MM-DADM: Multimodal Drug-Aware Diffusion Model for Virtual Clinical Trials

arXiv:2502.07297v3 Announce Type: replace Abstract: High failure rates in cardiac drug development necessitate virtual clinical trials via electrocardiogram (ECG) generation to reduce risks and costs. However, existing ECG generation models struggle to balance morphological realism with pathological flexibility, fail to disentangle demographics from genuine drug effects, and are severely bottlenecked by early-phase data scarcity. To overcome these hurdles, we propose the Multimodal Drug-Aware Diffusion Model (MM-DADM), the first generative framework for generating individualized drug-induced ECGs.

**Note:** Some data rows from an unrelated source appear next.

PR #12339, opened 2026-07-02
Split apt install in build CI in multiple lines

ChillerDragon:
Makes git conflicts simpler and removes the need for side scrolling when reading diffs.

CC #12302

## Checklist

### DIFF
--- a/.github/workflows/build.yml
+++ b/.github/workflows/build.yml
@@ -61,7 +61,27 @@ jobs:
         sudo apt-get update -y
         # mount: /var/lib/grub/esp: special device /dev/disk/by-id/scsi-... does not exist.
         # sudo apt-get upgrade -y
-        sudo apt-get install pkg-config ninja-build libfreetype6-dev libnotify-dev libsdl2-dev libsqlite3-dev libavcodec-dev libavformat-dev libavutil-dev libswresample-dev libswscale-dev libx264-dev libpng-dev valgrind gcovr libglew-dev -y
+        packages=(
+          # tidy-alphabetical-start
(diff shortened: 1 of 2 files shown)


.github/workflows/build.yml
```diff
@@ -61,7 +61,24 @@ jobs:
...
+          libavcodec-dev \
+          libavformat-dev \
+          libavutil-dev \
+          libswresample-dev \
+          libswscale-dev \
+          libx264-dev \
+          libpng-dev \
+          valgrind \
+          gcovr \
+          libglew-dev \
```
Robyt3: Also sort these alphabetically.

ChillerDragon: Oke done, but I needed to use a bash array now because there are no inline comments in bash

heinrich5991 (approved):
I thought this would be the README, where I'd be against splitting it for copy-pasteability. But this is just CI, seems fine to me. Thanks. :)

ChillerDragon:
I mean github snippets have this boi in the top right

image

But yea I am okay with it being a single line in the readme even if it has a similar problem of maintainability. Long lines are always bad.

Also in the readme I do not like that it is never checked in the CI. If the package names change no system will alert us that the readme is wrong. If a new dependency is added nobody might notice that it was forgotten in the readme. We have commands in there for void linux, centos and fedora do we even have any active dev on these systems? As far as I know github actions do not offer other distros than ubuntu but we could at least check if the apt command from the readme can compile ddnet in the CI or if it matches the command in the build.yml.

PR #12346, opened 2026-07-02
Fix integer config variable help text when using constants, reduce memory usage for color and string config variable help text

Robyt3:
See commit messages.

Fixes regression from #12315 reported by Hoco4ek on Discord:

- Before: 
- After: 

## Checklist

### DIFF
--- a/src/engine/shared/config.cpp
+++ b/src/engine/shared/config.cpp
@@ -308,20 +308,24 @@ void CConfigManager::Init()
 
 #define MACRO_CONFIG_COL(Name, ScriptName, Def, Flags, Desc) \
 	{ \
-		const size_t HelpSize = (size_t)str_length(Desc) + 32; \
-		char *pHelp = static_cast<char *>(m_ConfigHeap.Allocate(HelpSize)); \
+		const char *pScriptName = #ScriptName; \
 		const bool Alpha = ((Flags) & CFGFLAG_COLALPHA) != 0; \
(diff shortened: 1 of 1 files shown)


src/engine/shared/config.cpp
```diff
@@ -290,22 +290,31 @@ void CConfigManager::Init()
 
 #define MACRO_CONFIG_INT(Name, ScriptName, Def, Min, Max, Flags, Desc) \
 	{ \
-		const char *pHelp = Min == Max ? Desc " (default: " #Def ")" : (Max == 0 ? Desc " (default: " #Def ", min: " #Min ")" : Desc " (default: " #Def ", min: " #Min ", max: " #Max ")"); \
+		dbg_assert(Min == 0 || Max == 0 || Min < Max, "MACRO_CONFIG_INT(%s): minimum (%d) must be less than maximum (%d)", #ScriptName, Min, Max); \
+		dbg_assert((Min == 0 || Def >= Min) && (Max == 0 || Def <= Max), "MACRO_CONFIG_INT(%s): default (%d) must be in range of minimum (%d) and maximum (%d)", #ScriptName, Def, Min, Max); \
+		const size_t HelpSize = (size_t)str_length(Desc) + 12 + 10 + (Min == 0 && Max == 0 ? 0 : 7 + 10) + (Max == 0 ? 0 : 7 + 10) + 1; \
```
heinrich5991: I find this calculation to be hard to follow. I don't really want to verify this calculation. Perhaps you could calculate the string length from the return value of the `str_format` instead?

Robyt3: Done. This should use the minimum required amount of memory now, although it requires an additional copy of the help text.

heinrich5991 (approved):
Thanks. :)

PR #12349, opened 2026-07-03
Assert non-reserved server gametype instead of checking pure tuning

Robyt3:
The DDNet server cannot be used to host reserved vanilla gametypes (DM, TDM, CTF, LMS, LTS). Checking every tick whether the default tuning is used is unnecessary. The server will now crash with an assertion if the gamecontroller is modified to use a reserved gametype.

## Checklist


heinrich5991 (approved):
Fair. Not like we can trigger it, but I guess forks can.

ChillerDragon:
This made me wonder. Are the lowercased versions not reserved?

PR #12351, opened 2026-07-04
Fix incorrect item size for info map item when loading editor map

Robyt3:
The index of the first item was used to determine the item size instead of using the index of the current item.

## Checklist

### DIFF
--- a/src/game/editor/mapitems/map_io.cpp
+++ b/src/game/editor/mapitems/map_io.cpp
@@ -481,7 +481,7 @@ bool CEditorMap::Load(const char *pFilename, int StorageType, const FErrorHandle
 		pMap->GetType(MAPITEMTYPE_INFO, &Start, &Num);
 		for(int i = Start; i < Start + Num; i++)
 		{
-			int ItemSize = pMap->GetItemSize(Start);
+			int ItemSize = pMap->GetItemSize(i);
 			int ItemId;
 			CMapItemInfoSettings *pItem = (CMapItemInfoSettings *)pMap->GetItem(i, nullptr, &ItemId);
 			if(!pItem || ItemId != 0)


AssassinTee (approved):
I wonder why we support multiple mapinfo objects in the file format in the first place. Our editor doesn't support it, does it?

src/game/editor/mapitems/map_io.cpp
```diff
@@ -481,7 +481,7 @@ bool CEditorMap::Load(const char *pFilename, int StorageType, const FErrorHandle
 		pMap->GetType(MAPITEMTYPE_INFO, &Start, &Num);
 		for(int i = Start; i < Start + Num; i++)
 		{
-			int ItemSize = pMap->GetItemSize(Start);
+			int ItemSize = pMap->GetItemSize(i);
 			int ItemId;
```
AssassinTee, line 485: this could be moved outside the loop

heinrich5991: Moving it out of the loop would be bad, the scope would be larger. You usually want to minimize the scope a variable is valid for (unless there are overriding reasons).

AssassinTee: this comes from a performance background - having the memory allocated and reused is a bit better in performance usually.

I know that compilers might optimize this anyways and that premature optimization is bad

heinrich5991: > this comes from a performance background - having the memory allocated and reused is a bit better in performance usually.

Not here. The compiler can't allocate a new variable for each loop iteration, that'd overflow the stack if you had too many loop iterations.

I can't think of any compiler (without any optimizations enabled) where the current code would not lead to memory reuse.

Robyt3:
> I wonder why we support multiple mapinfo objects in the file format in the first place. Our editor doesn't support it, does it?

Yeah, I also noticed this. But I don't want to change it right now, because it's currently done like this other places too:

https://github.com/ddnet/ddnet/blob/c8488db01728edc73f73f2475bef92737389758a/src/tools/config_retrieve.cpp#L20-L21

https://github.com/ddnet/ddnet/blob/c8488db01728edc73f73f2475bef92737389758a/src/game/client/gameclient.cpp#L4734-L4735

These should probably all use `FindItemIndex` to find the singleton info item with ID 0 instead of iterating over all info items.

PR #12355, opened 2026-07-06
Update cxxbridge from 1.0.194 to 1.0.195

ChillerDragon:
CC https://github.com/dtolnay/cxx/issues/1729

```
cargo install cxxbridge-cmd@1.0.195
./scripts/generate_rust_bridge.py
```

This fixes the cargo deny CI

## Checklist

### DIFF
--- a/.github/workflows/rust.yml
+++ b/.github/workflows/rust.yml
@@ -44,7 +44,7 @@ jobs:
               ./
     - name: Run cxxbridge
       run: |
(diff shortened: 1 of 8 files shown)


heinrich5991:
We don't really need to upgrade, we're not affected. The relevant API isn't called by us.

We have the problem of #12356 though, so I suggest disabling the CI check instead: #12357.

rffontenelle:
Related:  #12385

Specifically, our proposed MM-DADM integrates a Dynamic Cross-Attention (DCA) module that adaptively fuses External Physical Knowledge (EPK) to preserve morphological realism while avoiding the suppression of complex pathological nuances. To resolve feature entanglement, a Causal Feature Encoder (CFE) actively filters out demographic noise to extract pure pharmacological representations. These representations subsequently guide a Causal-Disentangled ControlNet (CDC-Net), which leverages counterfactual data augmentation to explicitly learn intrinsic pharmacological mechanisms despite limited clinical data. Extensive experiments on $9,443$ ECGs across $8$ drug regimens demonstrate that MM-DADM outperforms $10$ state-of-the-art ECG generation models, improving simulation accuracy by at least $6.13\%$ and recall by $5.89\%$, while providing highly effective data augmentation for downstream classification tasks.